Problem description:
Which of the lines below holds the string "params"? Copy every line that does.
***** Exercise inputs *****
PR #1185, opened 2020-03-04
Problem(fix #914) Unable to restore wallet with the same mnemonic words

### LINKED ISSUE #914: Problem: Unable to restore wallet with the same seed (or mnemonic words) as existing wallet.

linfeng-crypto:
solution:
* store the (wallet_name, wallet's private_key) in `KeySerivce`
* move the (public_key, private_key) pair (used for transfer add and staking address) in `Wallet`
* extend the `root_hash` with the `wallet_name` as  storage_key to store the `multi_sig_address`
* add unit test

### DIFF
--- a/client-core/src/service/key_service.rs
+++ b/client-core/src/service/key_service.rs
@@ -1,11 +1,11 @@
 use zeroize::Zeroize;
 
 use client_common::Result;
-use client_common::{ErrorKind, PrivateKey, PublicKey, ResultExt, SecKey, SecureStorage, Storage};
+use client_common::{ErrorKind, PrivateKey, ResultExt, SecKey, SecureStorage, Storage};
 
 const KEYSPACE: &str = "core_key";
 
-/// Maintains mapping `public-key -> private-key`
+/// Maintains mapping `wallet-name -> private-key`
 #[derive(Debug, Default, Clone)]
 pub struct KeyService<T: SecureStorage> {
     storage: T,
@@ -21,32 +21,32 @@ where
         KeyService { storage }
     }
 
-    /// Adds a new public-private keypair to storage
-    pub fn add_keypair(
+    /// Adds a new wallet_name-private keypair to storage
+    pub fn add_wallet_private_key(
         &self,
+        wallet_name: &str,
         private_key: &PrivateKey,
-        public_key: &PublicKey,
         enckey: &SecKey,
     ) -> Result<()> {
         self.storage
             .set_secure(
                 KEYSPACE,
-                public_key.serialize(),
+                wallet_name.as_bytes(),
                 private_key.serialize(),
                 enckey,
             )
             .map(|_| ())
     }
 
-    /// Retrieves private key corresponding to given public key
-    pub fn private_key(
+    /// Retrieves private key corresponding to given wallet name
+    pub fn wallet_private_key(
         &self,
-        public_key: &PublicKey,
+        wallet_name: &str,
         enckey: &SecKey,
     ) -> Result<Option<PrivateKey>> {
         let private_key_bytes =
             self.storage
-                .get_secure(KEYSPACE, public_key.serialize(), enckey)?;
+                .get_secure(KEYSPACE, wallet_name.as_bytes(), enckey)?;
 
         private_key_bytes
             .map(|mut private_key_bytes| {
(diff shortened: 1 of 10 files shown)


client-core/src/service/key_service.rs
```diff
@@ -21,32 +21,32 @@ where
         KeyService { storage }
     }
 
-    /// Adds a new public-private keypair to storage
-    pub fn add_keypair(
+    /// Adds a new wallet_name-private keypair to storage
```
yihuang: I think it needs to store multiple key pairs for one wallet.

client-core/src/service/key_service.rs
```diff
@@ -21,32 +21,32 @@ where
...
+    pub fn add_wallet_private_key(
```
leejw51crypto: some explanation?
what's this privatekey?

client-core/src/service/key_service.rs
```diff
@@ -21,32 +21,32 @@ where
...
+                wallet_name.as_bytes(),
                 private_key.serialize(),
                 enckey,
             )
             .map(|_| ())
     }
 
-    /// Retrieves private key corresponding to given public key
-    pub fn private_key(
+    /// Retrieves private key corresponding to given wallet name
```
leejw51crypto: one wallet, one privatekey,
1:1 right?

client-core/src/service/key_service.rs
```diff
@@ -21,32 +21,32 @@ where
...
+        wallet_name: &str,
         private_key: &PrivateKey,
-        public_key: &PublicKey,
         enckey: &SecKey,
     ) -> Result<()> {
         self.storage
             .set_secure(
                 KEYSPACE,
-                public_key.serialize(),
+                wallet_name.as_bytes(),
```
leejw51crypto: why public-key is not necessary?

client-core/src/service/key_service.rs
```diff
@@ -21,32 +21,32 @@ where
...
             .map(|_| ())
     }
 
-    /// Retrieves private key corresponding to given public key
-    pub fn private_key(
+    /// Retrieves private key corresponding to given wallet name
+    pub fn wallet_private_key(
         &self,
-        public_key: &PublicKey,
+        wallet_name: &str,
```
leejw51crypto: also publickey

leejw51crypto: consider wallet_name + public_key

client-core/src/service/key_service.rs
linfeng-crypto: the private key is the one when a wallet created and the view key comes from this private key

client-core/src/service/key_service.rs
linfeng-crypto: because the public-key is the view key, already stored in `Wallet`

client-core/src/service/key_service.rs
linfeng-crypto: yes, the private key is the one when the wallet create, so there is only one private key.

client-core/src/service/key_service.rs
linfeng-crypto: mulitiple key pairs (for transfer addresses and staking address ) are stored in Wallet.

client-core/src/service/key_service.rs
leejw51crypto: if it's just one wallet, set_wallet_viewkey_private?

linfeng-crypto:
> from a quick look, it seems all right.
> since this will make it incompatible with old client data, could you add an entry to breaking changes (of unreleased 0.4.0) in CHANGELOG.md ?

Ok

client-core/src/service/key_service.rs
yihuang: So I think `KeyService` can be removed now since key pairs are in `Wallet`?

linfeng-crypto: but the private key is not stored in Wallet, how do you think we move all the associated items (like key pairs, private key, multisign_address) into the `Wallet`, because all the `items`  can be accessed with `enckey`(+ wallet_name) just like `Wallet`, we currently stored them in different place, if we want to get them, we first get the `Wallet`, then use the key in the wallet to get the value, it's not convenient.

PR #1191, opened 2020-03-05

leejw51crypto:
## Solution: add get progress callback
1. u64: for handle of json rpc context , * const c_void is not allowed in rust
    using handle as integer is recommended rather than putting pointer directly
2. callback in same thread, so can use ui in callback thread 
3. used Arc, Mutex for thread safety in calling c-callbacks 
## sync example 
```
   95.04  progress current=89117  start= 89002 ~ end=89123   user= 2020
   95.87  progress current=89118  start= 89002 ~ end=89123   user= 2020
   96.69  progress current=89119  start= 89002 ~ end=89123   user= 2020
   97.52  progress current=89120  start= 89002 ~ end=89123   user= 2020
   98.35  progress current=89121  start= 89002 ~ end=89123   user= 2020
   99.17  progress current=89122  start= 89002 ~ end=89123   user= 2020
  100.00  progress current=89123  start= 89002 ~ end=89123   user= 2020
  100.00  progress current=89123  start= 89002 ~ end=89123   user= 2020
response: {"jsonrpc":"2.0","result":null,"id":1}
```

### DIFF
--- a/client-rpc/src/rpc/sync_rpc.rs
+++ b/client-rpc/src/rpc/sync_rpc.rs
@@ -5,9 +5,23 @@ use crate::server::to_rpc_error;
 use client_common::tendermint::Client;
 use client_common::Storage;
 use client_core::synchronizer::PollingSynchronizer;
+use client_core::wallet::syncer::ProgressReport;
 use client_core::wallet::syncer::{ObfuscationSyncerConfig, WalletSyncer};
 use client_core::wallet::WalletRequest;
 use client_core::TransactionObfuscation;
+use std::sync::Arc;
+use std::sync::Mutex;
+
+pub trait CBindingCallback: Send + Sync {
+    fn progress(&self, current: u64, start: u64, end: u64) -> i32;
+    fn set_user(&mut self, user: u64);
+    fn get_user(&self) -> u64;
+}
+
+#[derive(Clone)]
+pub struct CBindingCore {
+    pub data: Arc<Mutex<dyn CBindingCallback>>,
+}
 
 #[rpc]
 pub trait SyncRpc: Send + Sync {
@@ -32,6 +46,7 @@ where
 {
     config: ObfuscationSyncerConfig<S, C, O>,
     polling_synchronizer: PollingSynchronizer,
+    progress_callback: Option<CBindingCore>,
 }
 
 impl<S, C, O> SyncRpc for SyncRpcImpl<S, C, O>
@@ -70,13 +85,17 @@ where
     C: Client + 'static,
     O: TransactionObfuscation + 'static,
 {
-    pub fn new(config: ObfuscationSyncerConfig<S, C, O>) -> Self {
+    pub fn new(
+        config: ObfuscationSyncerConfig<S, C, O>,
+        progress_callback: Option<CBindingCore>,
+    ) -> Self {
         let mut polling_synchronizer = PollingSynchronizer::default();
         polling_synchronizer.spawn(config.clone());
 
         SyncRpcImpl {
             config,
             polling_synchronizer,
+            progress_callback,
         }
     }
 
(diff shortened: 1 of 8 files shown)


leejw51crypto:
thanks @yihuang  for modifying callback api of sync

client-rpc/src/rpc/sync_rpc.rs
```diff
@@ -5,9 +5,26 @@ use crate::server::to_rpc_error;
...
 use client_common::Storage;
 use client_core::synchronizer::PollingSynchronizer;
+use client_core::wallet::syncer::ProgressReport;
 use client_core::wallet::syncer::{ObfuscationSyncerConfig, WalletSyncer};
 use client_core::wallet::WalletRequest;
 use client_core::TransactionObfuscation;
+use std::sync::Arc;
+use std::sync::Mutex;
+
+pub trait CBidingCallback: Send + Sync {
```
yihuang:
```suggestion
pub trait CBindingCallback: Send + Sync {
```

leejw51crypto: fixed

leejw51crypto:
callback is protected by Arc, Mutex
also designed to work in shared circumstances.

code works fine in testing

also for polling, polling is in-effective but safe, but not necessary for this.

leejw51crypto:
i tried,
rust doesn't allow using const* c_void

tomtau:
Can you post the code snippet with std::ffi::void on Slack?

If polling is simpler and works fine on different platforms, it's preferred -- especially with regards to other later goals, like reusing the DB etc. created context

leejw51crypto:
user_data: u64, which caller makes to distinguish request

leejw51crypto:
currently, in c, there is no thread,

to make polling,
calls should be asynchronous as well.
that means that jsoncall will have thread manager inside.

polling itself i think good feature,
so how about as another PR?

leejw51crypto:
also current approach, if multiple calls in multi-threaded,
user_data is the handle,

it will diverge corresponding instance in one callback

cro-clib/src/jsonrpc.rs
```diff
@@ -108,11 +110,41 @@ fn make_syncer_config(
...
+    user_data: u64,
+}
+
+impl CBindingCallback for CBindingData {
+    fn set_user(&mut self, user: u64) {
+        self.user_data = user;
+    }
+    fn get_user(&self) -> u64 {
+        self.user_data
+    }
```
tomtau: is this used?

client-rpc/src/rpc/sync_rpc.rs
```diff
@@ -5,9 +5,23 @@ use crate::server::to_rpc_error;
...
 use client_core::wallet::syncer::{ObfuscationSyncerConfig, WalletSyncer};
 use client_core::wallet::WalletRequest;
 use client_core::TransactionObfuscation;
+use std::sync::Arc;
+use std::sync::Mutex;
+
+pub trait CBindingCallback: Send + Sync {
+    fn progress(&self, current: u64, start: u64, end: u64) -> i32;
+    fn set_user(&mut self, user: u64);
+    fn get_user(&self) -> u64;
```
tomtau: are these needed?

cro-clib/src/jsonrpc.rs
```diff
@@ -108,11 +110,41 @@ fn make_syncer_config(
     ))
 }
 
+use std::sync::Arc;
+use std::sync::Mutex;
+
+#[derive(Clone)]
+struct CBindingData {
+    progress_callback: ProgressCallback,
+    user_data: u64,
```
tomtau: probably add some safety warning about the unsafe cast (*void -> u64) that this should never be accessed from within rust and should be only be passed back to the progress callback

cro-clib/src/jsonrpc.rs
leejw51: in example,
it's used to tell which context it's on
```
  CroJsonRpcPtr rpc= NULL;
    cro_create_jsonrpc(&rpc, ".storage", "ws://localhost:26657/websocket", 0xab, &progress);
    cro_run_jsonrpc(rpc, wallet_req, buf, sizeof(buf), user);
    printf("response: %s\n", buf);    

    cro_run_jsonrpc(rpc, req, buf, sizeof(buf),user);
    printf("response: %s\n", buf);
```

client-rpc/src/rpc/sync_rpc.rs
leejw51: because all calls are synchronous,
technically, not necessary,
but it's handy to give context info in callback.

cro-clib/src/jsonrpc.rs
leejw51crypto: ok

cro-clib/src/jsonrpc.rs
leejw51crypto: in example,
it's used to tell which context it's on
```
  CroJsonRpcPtr rpc= NULL;
    cro_create_jsonrpc(&rpc, ".storage", "ws://localhost:26657/websocket", 0xab, &progress);
    cro_run_jsonrpc(rpc, wallet_req, buf, sizeof(buf), user);
    printf("response: %s\n", buf);    

    cro_run_jsonrpc(rpc, req, buf, sizeof(buf),user);
    printf("response: %s\n", buf);
```

client-rpc/src/rpc/sync_rpc.rs
leejw51crypto: because all calls are synchronous,
technically, not necessary,
but it's handy to give context info in callback.

tomtau: I mean `set_user` and `get_user` aren't called anywhere?

leejw51crypto: set_user is called in jsonrpc.rs of cro_clib,
get_user is not called in rust, can be removed

tomtau: can you point to the line where `set_user` is called?

leejw51crypto: https://github.com/leejw51crypto/chain/blob/cro-1132g/cro-clib/src/jsonrpc.rs
line 328
it's another pr

tomtau: I see in this pr https://github.com/crypto-com/chain/pull/1196/files#diff-cb49bbc10a53700d54f20f45422fcc13R328

leejw51crypto:
ok, i'll modify now

leejw51crypto:
modified and fixed some clippy issue

tomtau:
bors retry

leejw51crypto:
i'll check

leejw51crypto:
bors

leejw51:
bors

tomtau:
bors try

PR #1196, opened 2020-03-06
Problem:(cro-1132) repeated db open/close and thread spawning `jsonrpc_call` C binding#1132

leejw51crypto:
## Solution ##
1.  add context
2. for different request, you can give different user_data as void*
```
actual code is  called in-directly via `handle_request_sync`, so, callback is stored at trait,
and called afterwards

this is for simplicity of reusing rpc-server.
also json run code is all synchronous.
```
## flow ##
rpc call1 end
rpc call2 end

## to do ##
for autosync, call is sync,
but actual syncing is endless. 
so, other thread checking via polling  
it's will be added soon.

### DIFF
--- a/cro-clib/examples/rpc.c
+++ b/cro-clib/examples/rpc.c
@@ -54,11 +54,40 @@ void sync()
         printf("error: %s\n", buf);
     }
 }
+void context_sync()
+{
+    const int BUFSIZE=1000;
+    char buf[BUFSIZE];
+    char* name= getenv("CRO_NAME");
+    char* passphrase=getenv("CRO_PASSPHRASE");
+    char* enckey=getenv("CRO_ENCKEY");
+    const char* req_template = "{\"jsonrpc\": \"2.0\", \"method\": \"sync\", \"params\": [{\"name\":\"%s\", \"passphrase\":\"%s\",\"enckey\":\"%s\"}], \"id\": 1}";
+    char req[BUFSIZE];
+    sprintf(req, req_template, name, passphrase, enckey);
+
+    const char* user="i'm user";
+    const char* wallet_req = "{\"jsonrpc\": \"2.0\", \"method\": \"wallet_list\", \"params\": [], \"id\": 1}";
+
+    printf("sync with context\n");
+    CroJsonRpcPtr rpc= NULL;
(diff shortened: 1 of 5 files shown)


client-rpc/src/rpc/sync_rpc.rs
```diff
@@ -5,9 +5,23 @@ use crate::server::to_rpc_error;
...
+
+pub trait CBindingCallback: Send + Sync {
+    fn progress(&self, current: u64, start: u64, end: u64) -> i32;
+    fn set_user(&mut self, user: u64);
+    fn get_user(&self) -> u64;
+}
+
+#[derive(Clone)]
+pub struct CBindingCore {
+    pub data: Arc<Mutex<dyn CBindingCallback>>,
```
leejw51crypto: Arc is necessary, because RpcSync has "Send+Sync" trait.

cro-clib/examples/rpc.c
```diff
@@ -0,0 +1,93 @@
...
+
+    printf("sync with context\n");
+    CroJsonRpcPtr rpc= NULL;
+    cro_create_jsonrpc(&rpc, ".storage", "ws://localhost:26657/websocket", 0xab, &progress);
+    cro_run_jsonrpc(rpc, wallet_req, buf, sizeof(buf), user);
+    printf("response: %s\n", buf);    
+
+    cro_run_jsonrpc(rpc, req, buf, sizeof(buf),user);
+    printf("response: %s\n", buf);
+
```
leejw51crypto: this is called one by one

yihuang: Is it able to run concurrently?

yihuang: Can you pass different user data in the test case, and show that callback indeed receives different userdatas.

leejw51crypto:
yes, i'll modify it

cro-clib/examples/rpc.c
leejw51crypto: it's for synchronous call,
different user data will return

for multi-threaded,
context should be different

calvinaco:
Sorry for a dumb question. Is it the context design made sled DB connection to be reused during the lifetime of the context and thus reduce continuous open-close of DB?

leejw51crypto:
yes, sled storage is reused
also other http io handlers 
rebased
*****
Response for this exercise:
+    const char* req_template = "{\"jsonrpc\": \"2.0\", \"method\": \"sync\", \"params\": [{\"name\":\"%s\", \"passphrase\":\"%s\",\"enckey\":\"%s\"}], \"id\": 1}";
+    const char* wallet_req = "{\"jsonrpc\": \"2.0\", \"method\": \"wallet_list\", \"params\": [], \"id\": 1}";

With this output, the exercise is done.